An alternative story is they trained until a model was found that could beat the training set but many other benchmarks too, implying that there may be some general intelligence factor there. Maybe this is still goodharting on benchmarks but there’s probably truly something there.
There are degrees of Goodharting. It’s not Goodharting to ARC-AGI specifically, but it is optimizing for performance on the array of easily-checkable benchmarks. Which plausibly have some common factor between them to which you could “Goodhart”; i. e., a way to get good at them without actually training generality.
I think there is a third explanation here. The Kaggle model (probably) does well because you can brute force it with a bag of heuristics and gradually iterate by discarding ones that don’t work and keeping the ones that do.
Do you not consider that ultimately isomorphic to what o3 does?
No, I believe there is a human in the loop for the above if that’s not clear.
You’ve said it in another comment. But this is probably an “architecture search”.
I guess the training loop for o3 is similar but it would be on the easier training set instead of the far harder test set.
Wow it does say the test set problems are harder than the training set problems. I didn’t expect that.
But it’s not an enormous difference: the example model that got 53% on the public training set got 38% on the public test set. It got only 24% on the private test set, even though it’s supposed to be equally hard, maybe because “trial and error” fitted the model to the public test set as well as the public training set.
The other example model got 32%, 30%, and 22%.
I think the Kaggle models might have the human design the heuristics while o3 discovers heuristics on its own during RL (unless it was trained on human reasoning on the ARC training set?).o3′s “AI designed heuristics” might let it learn a far more of heuristics than humans can think of and verify, while the Kaggle models’ “human designed heuristics” might require less AI technology and compute. I don’t actually know how the Kaggle models work, I’m guessing.I finally looked at the Kaggle models and I guess it is similar to RL for o3.
I agree. I think the Kaggle models have more advantages than o3. I think they have far more human design and fine-tuning than o3. One can almost argue that some Kaggle models are very slightly trained on the test set, in the sense the humans making them learn from test sets results, and empirically discover what improves such results.
o3′s defeating the Kaggle models is very impressive, but o3′s results shouldn’t be directly compared against other untuned models.
I’d say they’re more-than-trained on the test set. My understanding is that humans were essentially able to do an architecture search, picking the best architecture for handling the test set, and then also put in whatever detailed heuristics they wanted into it based on studying the test set (including by doing automated heuristics search using SGD, it’s all fair game). So they’re not “very slightly” trained, they’re trained^2.

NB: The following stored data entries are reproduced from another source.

PR #4333, opened 2025-02-17
feat(iac): Configure RDS parameter group

DafyddLlyr:
## What does this PR do?
- Creates an RDS parameter group
- Turns "force SSL" off, to enable the connection to ShareDB
- Applies parameter group to database

This will need to be manually ran as the data layer is not part of our CI.

Please see https://opensystemslab.slack.com/archives/C01E3AC0C03/p1739530888458399 and https://opensystemslab.slack.com/archives/C01E3AC0C03/p1739792174735719 for further context (OSL Slack).

### DIFF
--- a/infrastructure/data/index.ts
+++ b/infrastructure/data/index.ts
@@ -10,6 +10,20 @@ const DB_ROOT_USERNAME = "dbuser";
 const env = pulumi.getStack();
 const networking = new pulumi.StackReference(`planx/networking/${env}`);
 
+// ShareDB does not use SSL - from Postgres 16 onwards this is forced on my default
+// Create a parameter group which turns this setting off
+const parameterGroup = new aws.rds.ParameterGroup("parameterGroup", {
+  name: "postgres16-force-ssl-off",
+  family: "postgres16",
+  parameters: [
+    {
+      applyMethod: "immediate",
+      name: "rds.force_ssl",
+      value: "0",
+    },
+  ],
+});
+
 const db = new aws.rds.Instance("app", {
   engine: "postgres",
   // AWS restricts the maximum upgrade leap, see available versions:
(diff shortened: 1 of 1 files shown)


RODO94 (commented):
@DafyddLlyr a parameter group is a way for us to set custom parameters to our RDS for Postgres instance, it's default is 1 and we're switching to 0 to turn it off as set here: https://docs.aws.amazon.com/AmazonRDS/latest/UserGuide/Appendix.PostgreSQL.CommonDBATasks.Parameters.html#:~:text=rds.force_ssl,to%200%20(off).

This is ultimately needed because the ShareDB server needs to interact with our `operations` table, and Postgres wants an SSL connection which Sharedb isn't providing us?

jessicamcinchak (approved):
Thank you! Happy to screenshare on staging later to test this deploy if you need second eyes

jessicamcinchak:
[Update AWS RDS postgreSQL engine version](https://trello.com/c/qda9058V/3186-update-aws-rds-postgresql-engine-version)

infrastructure/data/index.ts
```diff
@@ -10,6 +10,20 @@ const DB_ROOT_USERNAME = "dbuser";
 const env = pulumi.getStack();
 const networking = new pulumi.StackReference(`planx/networking/${env}`);
 
+// ShareDB does not use SSL - from Postgres 16 onwards this is forced on my default
+// Create a parameter group which turns this setting off
+const parameterGroup = new aws.rds.ParameterGroup("parameterGroup", {
+  name: "postgres16-force-ssl-off",
+  family: "postgres16",
```
freemvmt, line 17: My only thought here is whether the 'default' parameter group prescribed by Pulumi may or may not have any differences from `postgres16`? Seems unlikely. I also wonder if there's any merit to doing this slightly differently, as per the example [here](https://www.pulumi.com/registry/packages/aws/api-docs/rds/instance/#rds-db2-usage)) (again, I think probably unnecessary, just thinking out loud).

Out of curiosity, you find the family `postgres16` by running the following command as per [here](https://docs.aws.amazon.com/AWSCloudFormation/latest/UserGuide/aws-resource-rds-dbparametergroup.html#aws-resource-rds-dbparametergroup-properties)?

```
aws rds describe-db-engine-versions --query "DBEngineVersions[].DBParameterGroupFamily" --engine postgres
```

freemvmt (approved):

Arguably the same is the case for o3, of course. ML researchers are using benchmarks as targets, and while they may not be directly trying to Goodhart to them, there’s still a search process over architectures-plus-training-loops whose termination condition is “the model beats a new benchmark”. And SGD itself is, in some ways, a much better programmer than any human.
So o3′s development and training process essentially contained the development-and-training process for Kaggle models. They’ve iteratively searched for an architecture that can be trained to beat several benchmarks, then did so.

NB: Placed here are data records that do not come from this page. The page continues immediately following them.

PR #4334, opened 2025-02-17
feat: setup event trigger for new PlanX team -> new Metabase collection

zz-hh-aa:
# What does this PR do?
- Creates a new event trigger that listens for new rows added to `teams` table
- Changes the route (slug is now in the request body, not a URL parameter)

# Why?
- Most of the code has been written to automate the creation of collections (Metabase speak for 'folder'), we just need the plumbing in place / to know when to access the `/metabase/collection/` endpoint and what params to pass to it

# Questions
1. Will there be any instances of teams that shouldn't have a Metabase collection?
2. What should we do for all existing teams that don't have Metabase collections yet? Should they be created and updated manually? 
3. Do we need to set up retries in Hasura? 

I've tested this locally (adding new teams in `teams`) and new collections were successfully created in Metabase staging

### DIFF
--- a/api.planx.uk/modules/analytics/metabase/collection/types.ts
+++ b/api.planx.uk/modules/analytics/metabase/collection/types.ts
@@ -25,15 +25,13 @@ export type MetabaseCreateCollectionParams = {
  * the Metabase collection ID is for the "Council" collection
  * see https://github.com/theopensystemslab/planx-new/pull/4072#discussion_r1892631692
  **/
-// const COUNCILS_COLLECTION_ID = 58;
+const COUNCILS_COLLECTION_ID = 58;
 
 export const createTeamCollectionSchema = z.object({
-  params: z.object({
-    slug: z.string().min(1),
-  }),
   body: z.object({
+    slug: z.string().min(1),
     description: z.string().optional(),
-    parentId: z.number().optional(), //.default(COUNCILS_COLLECTION_ID),
+    parentId: z.number().optional().default(COUNCILS_COLLECTION_ID),
   }),
 });
 
--- a/api.planx.uk/modules/analytics/metabase/collection/types.ts
+++ b/api.planx.uk/modules/analytics/metabase/collection/types.ts
@@ -25,7 +25,7 @@ export type MetabaseCreateCollectionParams = {
  * the Metabase collection ID is for the "Council" collection
  * see https://github.com/theopensystemslab/planx-new/pull/4072#discussion_r1892631692
  **/
-const COUNCILS_COLLECTION_ID = 58;
+const COUNCILS_COLLECTION_ID = 78;
 
 export const createTeamCollectionSchema = z.object({
   body: z.object({
--- a/hasura.planx.uk/metadata/tables.yaml
+++ b/hasura.planx.uk/metadata/tables.yaml
@@ -2619,6 +2619,26 @@
           - slug
         filter: {}
         check: null
+  event_triggers:
+    - name: setup_metabase_collection
+      definition:
+        enable_manual: false
+        insert:
+          columns: '*'
+      retry_conf:
+        interval_sec: 10
+        num_retries: 0
+        timeout_sec: 60
+      webhook: '{{HASURA_PLANX_API_URL}}/metabase/collection/'
+      headers:
+        - name: authorization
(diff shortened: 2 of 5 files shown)


hasura.planx.uk/metadata/tables.yaml
```diff
@@ -2619,6 +2619,26 @@
...
+        num_retries: 0
+        timeout_sec: 60
+      webhook: '{{HASURA_PLANX_API_URL}}/metabase/collection/'
+      headers:
+        - name: authorization
+          value_from_env: HASURA_PLANX_API_KEY
+      request_transform:
+        body:
+          action: transform
+          template: "{\r\n  \"description\": \"Collection for {{$body.event.data.new.name}}\",\r\n  \"parentId\": 58\r\n}"
```
DafyddLlyr, line 2639: We also need to pass in the slug variable here now it's not in the path.

I currently get this error when trying to add a team on the Pizza - 

```json
{
    "data": {
        "message": "{\"issues\":[{\"code\":\"invalid_type\",\"expected\":\"string\",\"received\":\"undefined\",\"path\":[\"body\",\"slug\"],\"message\":\"Required\"}],\"name\":\"ZodError\"}"
    },
    "type": "client_error",
    "version": "2"
}
```

api.planx.uk/modules/analytics/metabase/collection/types.ts
```diff
@@ -25,15 +25,14 @@ export type MetabaseCreateCollectionParams = {
...
  * see https://github.com/theopensystemslab/planx-new/pull/4072#discussion_r1892631692
  **/
-// const COUNCILS_COLLECTION_ID = 58;
+const COUNCILS_COLLECTION_ID = 58;
 
 export const createTeamCollectionSchema = z.object({
-  params: z.object({
-    slug: z.string().min(1),
-  }),
+  params: z.object({}),
```
DafyddLlyr, line 31: There are no params, we can just remove this line.

DafyddLlyr (changes requested):
Hit a few issues, please see comments.

hasura.planx.uk/metadata/tables.yaml
zz-hh-aa: I believe that's fixed here [a468247](https://github.com/theopensystemslab/planx-new/pull/4334/commits/a4682470ae8765ea2432bb9bd66e0402727fa6f3) and I created a team successfully on the Pizza. Though is there Hasura staging on Pizzas / am I able to check that the db side of things went through correctly?

DafyddLlyr: There's no Metabase on Pizzas, and often not locally. We could set this up, and manage a data sync so that all IDs etc are in line.

I don't really know if this is necessary, other options would be -
 - Hitting errors on Pizzas when accessing Metabase ID (not ideal as it could be noisy)
 - Checking the env (maybe with a middleware) and returning a 200 if there's no Metabase available
 
 This can be managed as a follow up task tbh - I'll have a look at this just now!

DafyddLlyr (approved):
All looking good! Getting the expected error on the Pizza now. Not able to properly test, but we can do so on staging and prod.

We may need to make the council collection ID and env var so it works on staging - alternatively we can cheat this one and manually increment it to match...! We could do this by setting the nextval() for the sequence or just my making and deleting a bunch of teams.

> 1. Will there be any instances of teams that shouldn't have a Metabase collection?
Probably in future! Creating teams will be a platform admin task so we can always add a "Setup Metabase?" checkbox to the form in future.

>2. What should we do for all existing teams that don't have Metabase collections yet? 
> Should they be created and updated manually?
Yes, we should create these on Metabase and backfill their IDs via Hasura.

> 3. Do we need to set up retries in Hasura?
I'd say not yet - if we find that the Metabase API is flakey we can setup retries, but right now a failure on first try would actually be good to know about. Metabase is stable (no downtime reported in a very long time) so I don't think we'll need retries just yet.

zz-hh-aa:
Thanks Daf!

I've now created enough folders to get the parent IDs to match in staging and production (updated ID in [d9b4784](https://github.com/theopensystemslab/planx-new/pull/4334/commits/d9b4784a91d208c2cfc44321934b4b4a0c24832b)) and I've also now manually backfilled team metabase IDs / made Metabase collections for the ones that didn't have any.

PR #4256, opened 2025-02-05
chore: rename "placeholder" tag to "customisation", bump planx-core

jessicamcinchak:
Follows on from #https://github.com/theopensystemslab/planx-core/pull/643 (also picking up two non-related schema PRs on `main`) 

**Key changes:**
- "Placeholder" now renamed "Customisation" per templates design call
- "Customisation" tag is _only_ visible on the graph to platformAdmins, never to anyone else (we will have a new visual design to indiccate editability that will not rely on the tag band)
  - Note the tag is still visible, and disabled, when opening the modal

| As a `platformAdmin`   | As any non-admin user |
| -------- | ------- |
| Screenshot from 2025-02-05 16-08-30 | Screenshot from 2025-02-05 16-09-32 |

PR #4335, opened 2025-02-17
fix: Add temporary guard to convert placeholder tags

DafyddLlyr:
Please see https://opensystemslab.slack.com/archives/C01E3AC0C03/p1739802552794749 for context (OSL Slack).

**What's the problem?**
When https://github.com/theopensystemslab/planx-new/pull/4256 was merged, we didn't consider that nodes may already have the "placeholder" tag applied. Currently, any nodes with this tag will fail to render in the Editor.

**What's the solution?**
The right solution is to migrate any flows which contain the legacy "placeholder" tag to use the new "customisation" tag. I've added a blue trello card for this here - https://trello.com/c/Cvwe9t9N/3241-migrate-placeholder-tags-to-customisation

In the meantime, a quick guard to convert manually will unblock any Editors.

### DIFF
--- a/editor.planx.uk/src/routes/flow.tsx
+++ b/editor.planx.uk/src/routes/flow.tsx
@@ -118,6 +118,12 @@ const editNode = validateNodeRoute(
       [key: string]: any;
     };
 
+    // Temp guard to handle non-migrated tags
+    // TODO: Migrate "placeholder" tags to "customisation"
+    node.data.tags = node.data.tags?.map((tag: string) =>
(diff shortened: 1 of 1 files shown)


RODO94 (approved):
Code does look good as a temporary solution, thanks for picking this up.

Happy to merge once CI passes

jessicamcinchak (approved):
Thanks for this! Apologies didn't spot this sooner, and specifically thought we would _not_ need a data migration for this / eg was non-breaking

They did this on the far easier training set though?
An alternative story is they trained until a model was found that could beat the training set but many other benchmarks too, implying that there may be some general intelligence factor there. Maybe this is still goodharting on benchmarks but there’s probably truly something there.
There are degrees of Goodharting. It’s not Goodharting to ARC-AGI specifically, but it is optimizing for performance on the array of easily-checkable benchmarks. Which plausibly have some common factor between them to which you could “Goodhart”; i. e., a way to get good at them without actually training generality.